The Celebrant was Morten Frank Larsen, a Danish baritone I had not encountered before. It took a while for me to come round to his delivery. His English was not always idiomatic, and Järvi’s fast tempi didn’t always favour him; but I come to realise that the role of the Celebrant is only half singing, and that it is just as important to be a good actor. By the end I did not doubt Larsen’s authority. I would love to see him in a staged production. If there was one singer who impressed in every respect, it was the boy treble Julius Foo, whom I have been privileged to hear on many occasions with the Choir of St John’s College, Cambridge. His singing was unfailingly beautiful, particularly in the work’s final section. He got one of the loudest cheers of the night.
It has to be said that the school choirs were excellent, meticulously prepared, dancing when appropriate and sitting still when not. Even their kazoo-playing action had been carefully choreographed. It is only listening back to it that I notice the Welsh accents, which are lovely.

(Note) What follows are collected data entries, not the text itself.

PR #682, opened 2026-03-13
installer: refine git pull behavior text to prevent misconfiguration

jzbakh:
### Description
The previous phrasing of the `git pull` behavior defaults could lead to unintended configurations of the `pull.rebase` vs `pull.ff` parameters in the global `.gitconfig`. This PR refactors the text to introduce strict mechanical representations of the git state machine. The goal is to reduce ambiguity concerning commit graph resolution and align the UI text with current upstream defaults.

### Technical Scope
* **Textual and UI Layout Update:** This modification strictly targets the strings passed to the `CreatePage` and `CreateRadioButton` functions for the `GP_GitPullMerge`, `GP_GitPullRebase`, and `GP_GitPullFFOnly` options. 
* **Added Label:** A standard `TLabel` (`LblInfo`) was added at the bottom of the page to clarify how Git handles file conflicts.
* **Logic Intact:** No underlying Pascal Script conditional logic, registry parsing (`ReplayChoice`), or silent install vectors were altered. The internal component IDs remain untouched.

### Visual Regression Testing

| Before | After |
|---|---|
| git_pull_behavior | git_pull_behavior_2 |

Signed-off-by: Jason Zbakh <jzbakh@gmail.com>

### DIFF
--- a/installer/install.iss
+++ b/installer/install.iss
@@ -1917,6 +1917,7 @@ var
     LblInfo:TLabel;
     AslrSetting: AnsiString;
     WasFSMonitorEnabled:Boolean;
+    Dummy:array of TLabel;
 begin
     SanitizeGitEnvironmentVariables();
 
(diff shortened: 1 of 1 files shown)


JZBAKH:
Reopened: head repository restored after accidental deletion.

installer/install.iss
```diff
@@ -2557,8 +2557,10 @@ begin
 #endif
 
     PageIDBeforeInstall:=CurrentCustomPageID;
+#ifdef HAVE_EXPERIMENTAL_OPTIONS
     if (PageIDBeforeInstall=ExperimentalOptionsPage.ID) and IsHiddenExperimentalOptionsPageEmpty then
         PageIDBeforeInstall:=PageIDBeforeInstall-1;
+#endif
```
dscho, line 2563: I am a big fan of the principle to separate concerns into separate commits. In this instance, the change to allow for no experimental options is separate from the change to describe the `git pull` options better.

However, I don't want this split to be a blocker for this PR, so I'll merge it as-is.

PR #689, opened 2026-04-14
Skip distributing `git instaweb`

dscho:
While [analyzing Perl users](https://github.com/git-for-windows/git/issues/5393#issuecomment-4242978450), I noticed that `git instaweb` is included in Git for Windows, even if GitWeb (on which it relies) is not.

Let's fix that.


rimrul (approved):

dscho:
Gah, I wanted to include this in -rc2. Oh well.

dscho:
/add relnote bug The `git instaweb` command [is no longer distributed with Git for Windows](https://github.com/git-for-windows/build-extra/pull/689) because it would require GitWeb (which has not been distributed with Git for Windows for quite a few years).

The workflow run [was started](https://github.com/git-for-windows/build-extra/actions/runs/24424114540)

PR #695, opened 2026-05-06
pacman-helper: maintain per-package .versions.json index files

dscho:
The Pacman repository for Git for Windows migrated from Azure Blob Storage to branches in git-for-windows/pacman-repo. Unlike the previous setup where all package versions accumulated in the same container, the Git-based repository only retains the latest version of each package in its branch. Older versions are still available as GitHub Release assets, but there was no way to discover which Release holds a particular version.

This has already caused CI failures when a job needed a package version that had been superseded, e.g. https://github.com/git-for-windows/git-sdk-64/actions/runs/25404775441/job/74515324990#step:7:28

This PR adds per-package `.versions.json` index files to each architecture branch of pacman-repo, mapping every version-pkgrel to the GitHub Release tag where the `.pkg.tar` asset can be downloaded.

### Changes

**pacman-helper.sh**: Maintains `.versions.json` during deployment. The `update_versions_json` helper uses `sed`/`sort` (no perl) to read, insert, sort, and write entries. In the concurrent-deployment rebase path, `.versions.json` changes are stripped before rebase and re-inserted afterwards to avoid conflicts.

**please.sh**: Replaces hard-coded curl 8.18.0-1 workarounds with a `.versions.json` lookup for PDB package downloads. Falls back to the branch URL when the index is unavailable.

**get-sources.sh**: Uses the x86_64 binary package's `.versions.json` to deduce the Release tag for source tarballs, making source packages downloadable from GitHub Releases ahead of turning off Azure Blob Storage.

### pacman-repo seeding

The three architecture branches have been seeded with `.versions.json` files built from all 1172 existing releases (97 packages / 2796 versions for x86_64, 112 / 2696 for i686, 46 / 932 for aarch64): git-for-windows/pacman-repo@c5122e6 git-for-windows/pacman-repo@84eb68d git-for-windows/pacman-repo@cfcc281

### DIFF
--- a/get-sources.sh
+++ b/get-sources.sh
@@ -29,6 +29,13 @@ sf_repos_url=http://sourceforge.net/projects/msys2/files/REPOS
 msys_sf_source_url=$sf_repos_url/MSYS2/Sources
 mingw_sf_source_url=$sf_repos_url/MINGW/Sources
 azure_blobs_source_url=https://wingit.blob.core.windows.net/sources
+pacman_repo_url=https://raw.githubusercontent.com/git-for-windows/pacman-repo/refs/heads
+
+# When $GITHUB_TOKEN is non-empty, pass it via Basic Auth so the otherwise
+# strictly rate-limited raw.githubusercontent.com (and api.github.com release
+# download) endpoints accept more requests.
+github_curl_auth=
+test -z "$GITHUB_TOKEN" || github_curl_auth="-u x-access-token:$GITHUB_TOKEN"
 
 cd "$(dirname "$0")" ||
 die "Could not change directory to build-extra/"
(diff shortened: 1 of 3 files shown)


dscho:
We should merge this _before_ the next `/deploy`, of course, otherwise the `.versions.json` information will have to be backfilled manually.

get-sources.sh
```diff
@@ -29,6 +29,7 @@ sf_repos_url=http://sourceforge.net/projects/msys2/files/REPOS
 msys_sf_source_url=$sf_repos_url/MSYS2/Sources
 mingw_sf_source_url=$sf_repos_url/MINGW/Sources
 azure_blobs_source_url=https://wingit.blob.core.windows.net/sources
+pacman_repo_url=https://raw.githubusercontent.com/git-for-windows/pacman-repo/refs/heads
```
mjcheetham, line 32: Are we concerned about hitting usage limits unauthenticated?

mjcheetham (approved):

get-sources.sh
dscho: Hrm. That's a good point. Raw endpoint _is_ rate-limited without a token.

How about using a `GITHUB_TOKEN` if it is found in the environment?

dscho: > How about using a `GITHUB_TOKEN` if it is found in the environment?

That's what I've now done: https://github.com/git-for-windows/build-extra/compare/ee467ea72c80221a58043914f39db68b65e6a790..5b44c34581782c792de7d5236b7bac6762efe9e4

mjcheetham (approved):

dscho:
Mental note: this will need a follow-up PR in git-for-windows-automation, to pass GITHUB_TOKEN in `git-artifacts` when building the installer (for which the `.pdb` files e.g. for `mingw-w64-curl` need to be fetched).

PR #697, opened 2026-05-11
Ensure Bash-specific completion commands run only in Bash

victordou:
Modified git-prompt.sh to wrap Bash-only constructs with checks for $BASH_VERSION. This prevents errors when the script is sourced in non-Bash shells and maintains compatibility with MSYS2 environments and Wine.

- Wrap shopt and completion script evaluation with Bash check
- Add Bash check to WINELOADERNOEXEC conditionals

I'm a Windows user, and I'm using Zsh on top of git for windows, this fix the error when you run Zsh -i -l directly.

### DIFF
--- a/git-extra/PKGBUILD
+++ b/git-extra/PKGBUILD
@@ -5,7 +5,7 @@ pkgbase="mingw-w64-${_realname}"
 pkgname=($_realname
         "${MINGW_PACKAGE_PREFIX}-${_realname}")
 _ver_base=1.1
-pkgver=1.1.689.fe8c5259c
+pkgver=1.1.691.e78bebdf5
 pkgrel=1
 pkgdesc="Git for Windows extra files"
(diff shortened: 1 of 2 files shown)


dscho:
/updpkgsums

The workflow run [was started](https://github.com/git-for-windows/git-for-windows-automation/actions/runs/25665405333).

dscho:
/deploy git-extra

The [i686/x86_64](https://github.com/git-for-windows/git-for-windows-automation/actions/runs/25873429972) and the [arm64](https://github.com/git-for-windows/git-for-windows-automation/actions/runs/25873431038) workflow runs were started.

dscho:
@victordou thank you! I do not believe that there are many users out there who use Git for Windows with a Unix shell other than Bash, but it is good to receive a contribution from one of those users!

Pleasingly (and appropriately, given his own Welshness), the final blessing — ‘The Mass is ended; go in peace.’ — was delivered, recorded, by Rowan Williams.
It has taken too long for this impossibly flawed and unspeakably brilliant work to be performed at the Proms. Given its recent resurgence, I am sure it won’t be long before it returns. The performers can be very proud of having done it justice. I suspect that in future years I will think of this concert as I do of the now legendary 2007 Prom by Gustavo Dudamel’s Venezuelans — with a pride that I was there.
You can Listen Again to the Prom on iPlayer, and it will be broadcast on TV on Thursday 6th September (BBC Four, 7.30pm) — don’t miss it!
Postscript: Why was the bust of Henry Wood not desecrated during the climactic scene? Someone missed a trick there.